For the degrowthers (the theory that growth is undesirable), they’ve got what they wanted. Anyone thinking the problem is that we have had too much growth has missed the news that we haven’t had any. This is not normal, even after recessions.

There is much more about what's wrong, but the vital part of the book is how to put it right. I suspect not all his views will be universally accepted. For example, he opposes a Universal Basic Income (UBI), arguing, ‘an affordable UBI would be inadequate, and an adequate UBI would be unaffordable.' I agree, but many on the left don't. He is not opposed to directly elected mayors (I am) but argues that they have been tasked with providing economic leadership without the means to deliver it. He is absolutely right about the need to build up a smaller number of larger pension funds, but that is being resisted, including by many councils in Scotland.

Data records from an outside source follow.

PR #9818, opened 2024-02-16
Added escaping to enter and exit tags on telegram performance messages.

CaffeinatedTech:
## Summary

Escaping entry and exit tags for telegram messages, as odd characters can break the functionality.

Solve the issue: no issue

## Quick changelog

- add escaping for `enter_tag`, `exit_tag` and `mix_tag` to telegram functions `_enter_tag_performance`, `_exit_reason_performance`, and `_mix_tag_performance`.

## What's new?

When a strategy uses odd characters such as `<, >, &` in the enter or exit tags, then the telegram commands /entries, /exits, and /mix_tags no longer return any result, and a warning is displayed in the log.  I have added escaping using `html.escape` to those tags when the message is being constructed.

```
2024-02-16 10:41:18,142 - freqtrade.rpc.telegram - WARNING - Telegram NetworkError: Can't parse entities: unsupported start tag "" at byte offset 97! Trying one more time.
2024-02-16 10:41:18,406 - freqtrade.rpc.telegram - WARNING - TelegramError: Can't parse entities: unsupported start tag "" at byte offset 97! Giving up on that message.
```

### DIFF
--- a/freqtrade/rpc/telegram.py
+++ b/freqtrade/rpc/telegram.py
@@ -4,7 +4,6 @@
 This module manage Telegram communication
 """
 import asyncio
-import html
 import json
 import logging
 import re
@@ -1376,21 +1375,21 @@ class Telegram(RPCHandler):
             pair = context.args[0]
 
         trades = self._rpc._rpc_enter_tag_performance(pair)
-        output = "<b>Entry Tag Performance:</b>\n"
+        output = "*Entry Tag Performance:*\n"
         for i, trade in enumerate(trades):
             stat_line = (
-                f"{i + 1}.\t <code>{html.escape(trade['enter_tag'])}\t"
+                f"{i + 1}.\t `{trade['enter_tag']}\t"
                 f"{fmt_coin(trade['profit_abs'], self._config['stake_currency'])} "
                 f"({trade['profit_ratio']:.2%}) "
-                f"({trade['count']})</code>\n")
+                f"({trade['count']})`\n")
 
             if len(output + stat_line) >= MAX_MESSAGE_LENGTH:
-                await self._send_msg(output, parse_mode=ParseMode.HTML)
+                await self._send_msg(output, parse_mode=ParseMode.MARKDOWN_V2)
                 output = stat_line
             else:
                 output += stat_line
 
-        await self._send_msg(output, parse_mode=ParseMode.HTML,
+        await self._send_msg(output, parse_mode=ParseMode.MARKDOWN_V2,
                              reload_able=True, callback_path="update_enter_tag_performance",
                              query=update.callback_query)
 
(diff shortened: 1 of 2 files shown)


xmatthias:
I'm ... not entirely convinced that this is the right place to fix this...

i assume this kind of tags may also cause problems in regular buy / sell messages (i never used such odd characters to be honest) - and most likely, will also cause  problems in freqUI (did you test this? can you show screenshots about this not causing issues, maybe - so i don't have to spin up a strategy with odd tags :laughing: )

If the issue is also present for other rendering methods, then the proper fix is most likely to remove non-supported characters from the tags before storing these to the database instead of trying to fix all possible places where this _might_ cause problems (which this pr, is not addressing all i'd suspect problems...).

CaffeinatedTech:
You are correct, there are a couple of other spots in `rpc/telegram.py` that `enter_tag` and `exit_reason` are placed into a message to be sent to telegram.  I can fix those if this is the chosen path.

My concern with altering the user's tags before persisting them is, what else could rely on that exact naming within their strategy?  If we change their tags out from under them, they might get weird errors, or bugs in their strategy.  There is also the matter of already 'dirty' databases, which contain such tags.  That said, the proper way would be to sanitise the `user` input before putting it in the database, who knows what silly things they can do.

It doesn't look like frequi has a problem with these strings, and the console doesn't care.

My situation is that I have a strategy that contains tags with characters that telegram doesn't like.  I got it from a shared resource, so other people definitely have the same strategy.  I hadn't noticed any problem with buy and sell messages, but they may have just failed silently (in the logs I'm not constantly looking at).  Trying to get tag performance stats is where I learned of the issue.

Would you like me to patch these last couple of spots in `rpc/telegram.py` by escaping the string, or should I look into sanitising the values before they hit the DB? - a little point in the right direction would help me with that option.

xmatthias:
i suspect you might've noticed if the entry/exit messages would be missing.

regular messages do to use parse_mode=Markdown - which i don't think has this problem.

That might be an option for these messages, too - as i think the real problem comes from `parse_mode=ParseMode.HTML` 
 (as opposed to `parse_mode=ParseMode.MARKDOWN`) - changing of which will however also require the adaptation of the actual message to markdown format.

we're however not "actually" using any html formatting beyond some `<b>` and `<code>` tags - which should be easily replacable with markdown code (and might even make things more concise / aligned.

>  If we change their tags out from under them, they might get weird errors, or bugs in their strategy.

that's a documentation issue though - we also truncate the string if it's too long - if that's a concern - the docs do have the details. (i do however think that the above approach might be the better one).

CaffeinatedTech:
I have removed the HTML escaping, and updated `_enter_tag_performance`, `_exit_reason_performance`, and `_mix_tag_performance` to use Markdown instead of HTML for the telegram message.

xmatthias (approved):
LGTM :+1:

The core of his prescription is investment, public and private. Britain has had some of the lowest investment spending of countries in the OECD; consequently, we have substandard water systems, transport, and road infrastructure. He argues that Britain should adopt a 'golden rule' level of investment of 2.5%- 3% of GDP every year, pointing to the opportunities for investment in the necessary decarbonisation of the economy.

None of this is exactly radical economic thinking, but has the Chancellor read his book?  The signs are mixed. Some reports indicate a possible change to the fiscal rules, and others say the Chancellor is demanding cuts to infrastructure spending of around 10%. There has been some more positive news today. The Chief Secretary to the Treasury, Darren Jones, has announced a 10-year infrastructure strategy at the full spending review next year, which includes housing and schools as key economic growth drivers and will be overseen by a new body. But note, that is ‘next year’. 

And don’t expect the private sector to come to the rescue. Non-government investment in almost every other G7 economy is in a narrow range from 16.8 to 18.7 per cent of GDP, but in the UK, it's not even 15 per cent. Foreign ownership has increased from just over 10 per cent in 1990 to over 55 per cent in 2020, with no pressure to make long-term investment decisions. Bell points to the evidence that worker representation on company boards boosts investment levels and productivity. A policy that even Tories from Macmillan to May have supported – so let's do it!


Returns from higher investment in the form of increased productivity and growing real wages will take some time to realise - outwith the political cycle. However, short-term cuts could damage the economy and Labour’s electoral credibility. It may be early in the UK administration, but Scottish Labour has an election next year.

Bell concludes, ‘We must reclaim the confidence that progress is possible… it is politically and economically possible for the UK to escape from its union of slow growth and high inequality.’ Knock, knock – let’s hope the Chancellor is reading this book.